Gargleblaster #158: Answer the question “Tell me something, old friend: Why are you fighting?” in exactly 42 words.
Winter seemed reluctant to release its hold. But DeVera could still feel the subtle shift of the distant star drawing nearer, and with it, the warmth needed to bring her world back to life.
But for now, the young one had no choice but to stay inside, commit to her studies under the guidance of the elder.
“Bring the anatomy books, child,” Demaurus called from the cavernous study hall.
DeVera obliged with haste, rushing from stack to stack of texts piled high along the walls, pulling each one with the foreign word printed across its spine, hoping they would all be filled with exotic pictures of the plants and animals of earth, or even the humans themselves.
“An-at-toe-mee,” she rolled the word around with her sharp tongue as she reached for another volume. “An-at-TOE-mee. An-AT-toe-mee.” She tossed the syllables about, trying to land the tricky inflection Demaurus had mastered so well.
Her gnarled, smoky arms strained from the weight of the books, and she heaved a heavy sigh as she set her selections in front of Demaurus for approval.
Can’t we do art instead, elder? She pleaded with her mind.
He raised an eyebrow at this request. In human tongue, he commanded.
DeVera hesitated, pulling together the right phrases and asked again, this time out loud and in English, Demaurus’ favorite of the earthly languages.
He nodded, pleased with her efforts, but replied flatly “No. Today is anatomy.”
Demaurus tugged at the third text down in the stack and handed it to the child. “Page 42,” he directed.
Sitting down and spreading the book across her lap, DeVera flipped through the pages, following the numbers along the bottom. Forty-two was the start of the text’s third chapter, “Study of the Womb.”
DeVera’s round mouth dropped open and her eyes grew wide as she began to take in the hand-drawn images before her. Little bitty humans, like peanuts in their shells, were sketched from every angle across the pages.
She traced a bony, grey finger along the rough lines. The tiny, delicate ears. The five baubles of toes on the end of each soft, smooth foot.
Humans are just . . . beautiful, she thought to herself.

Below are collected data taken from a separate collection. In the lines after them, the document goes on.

PR #1900, opened 2026-04-09
Build vault from commit id

masa213f:
This PR updates the vault's dockerfile to check out the vault source code by using the commit ID.


YZ775 (approved):
LGTM

PR #1910, opened 2026-04-13
Pin deps and Bump container image versions for bpftrace

chez-shanpu:


tkna (commented):
I think we should also update `BCC_TARGET`, `LIBBPF_TARGET`, and `BPFTRACE_TARGET` to use hashes instead of tags.

tkna (approved):
LGTM

PR #1917, opened 2026-04-14
update containers to support k8s 1.35

YZ775:


unbound/Dockerfile
```diff
@@ -5,8 +5,9 @@ ARG UNBOUND_VERSION=1.24.2
 WORKDIR /work
 SHELL ["/bin/bash", "-o", "pipefail", "-c"]
 RUN apt-get update && apt-get -y install --no-install-recommends libexpat1-dev libevent-dev
-RUN curl -sSLf https://nlnetlabs.nl/downloads/unbound/unbound-${UNBOUND_VERSION}.tar.gz | \
-    tar zxf - -C /work/
+RUN curl -sSLf -o unbound-${UNBOUND_VERSION}.tar.gz https://nlnetlabs.nl/downloads/unbound/unbound-${UNBOUND_VERSION}.tar.gz \
+    && echo "$(curl -sSLf https://nlnetlabs.nl/downloads/unbound/unbound-${UNBOUND_VERSION}.tar.gz.sha256)  unbound-${UNBOUND_VERSION}.tar.gz" | sha256sum -c - \
```
masa213f: Please use the hash value directly instead of downloading it.

When the binary is replaced for any reason, the SHA-256 file cannot be trusted either.

masa213f (changes requested):

masa213f (approved):
LGTM

PR #1919, opened 2026-04-14
squid: rebuild to use updated ubuntu image as base

hanapedia:
Signed-off-by: Hiroki Hanada <hiroki-hanada@cybozu.co.jp>


chez-shanpu (approved):
🚀

PR #1922, opened 2026-04-17
Securiy update for external-dns

terassyi:


hanapedia (approved):
LGTM

Maybe we could change the base image to scratch in the next regular update.
The upstream uses `ko` for building the image, which is essentially the same as using go  image for build stage and scratch for the final stage.
https://github.com/kubernetes-sigs/external-dns/blob/51995b83f4d64e128cf42ac4b9a94277d4cff7fc/Makefile#L108-L114

Issue #929, opened 2018-01-24
Allow the use of TLS SNI


gbartl:
The python SSL library allows the specification of a server_hostname parameter as part of the SSLContext.wrap_socket function. Setting this parameters to a server address enables the TLS SNI extension. At the moment pika does not expose this particular SSL parameter to the user due to it using the similar ssl.wrap_socket function. 

Enabling TLS SNI is required to connect to rabbitmq using TLS when rabbit is deployed on OPENSHIFT.

lukebakken:
We would be happy to accept a pull request with this change. Thanks!

lukebakken:
Resolved by #932

PR #932, opened 2018-01-29
SSL advanced parameters

gbartl:
PR for #929 
Added class for defining advanced SSL options which can be optionally used instead of the normal SSL options dict. This allows advanced config using the ssl.SSLContext.wrap_socket() instead of the more basic but simpler ssl.wrap_socket().


gbartl:
Closed untill I can sort out python 2.6 compat issues

lukebakken:
@gbartl - don't worry so much about 2.6. We need to drop support for that ancient version anyway.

An impatient cough from Demaurus tore through her wandering thoughts, “Read, child.”
DeVera’s soft voice stumbled through the technical text, the elder correcting her pronunciation along the way. Em-BREE-o. FEE-tus. YOU-ter-us. Uhm-bill-eh-cul cord. To DeVera, it all sounded too fantastic to be real.
At the conclusion of the first section, she looked up at Demaurus, Who is responsible for these drawings?
He sighed at her for slipping back into mind-speak, but answered the same way, Leonardo da Vinci. A human from long before.
Did he practice medicine? she questioned.
No child, he was a great artist, an inventor, a mathematician, a genius.
Can I be a great artist too?
DeVera’s thoughts carried with them a tinge of hope. Demaurus could feel it just as he could feel her words. Sitting down beside her, he tried to summon patient tones. Destinies are never easy to explain.
Child, you are the farmer’s daughter, the last one of your kind. This is why you must study the womb. One day soon you will grow your own crop: human beings so perfect, those of earth will not be able to resist loving them, believing them, following them without hesitation . . . even to their own demise.
Your time has almost come, DeVera. And your harvest will be our salvation.
Nodding numbly at the answer she somehow already knew to be true, DeVera stared out the window at the frozen tundra stretched before her.
More than anything else, she wished that she was just another peaceful babe floating safely in her mother’s womb, in a world where she could be a great artist, inventor, mathematician.
Or anything other than a reaper of souls.